►

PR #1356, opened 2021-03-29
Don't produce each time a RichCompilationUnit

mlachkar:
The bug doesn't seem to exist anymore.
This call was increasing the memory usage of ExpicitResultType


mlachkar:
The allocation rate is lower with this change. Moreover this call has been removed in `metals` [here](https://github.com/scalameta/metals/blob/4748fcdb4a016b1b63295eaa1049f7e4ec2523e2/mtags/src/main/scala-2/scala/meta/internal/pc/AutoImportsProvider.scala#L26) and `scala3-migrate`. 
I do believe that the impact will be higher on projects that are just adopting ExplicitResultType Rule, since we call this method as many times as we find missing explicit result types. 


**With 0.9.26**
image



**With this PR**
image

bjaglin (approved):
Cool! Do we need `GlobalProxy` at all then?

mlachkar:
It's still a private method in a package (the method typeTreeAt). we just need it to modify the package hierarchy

◄
►

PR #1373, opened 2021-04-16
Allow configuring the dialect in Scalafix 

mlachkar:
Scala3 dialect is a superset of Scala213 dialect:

◄

> _Exercise prompt_: Search the entries above for the word "method", and copy every line where it occurs.

> _Written solution_:
I do believe that the impact will be higher on projects that are just adopting ExplicitResultType Rule, since we call this method as many times as we find missing explicit result types. 
It's still a private method in a package (the method typeTreeAt). we just need it to modify the package hierarchy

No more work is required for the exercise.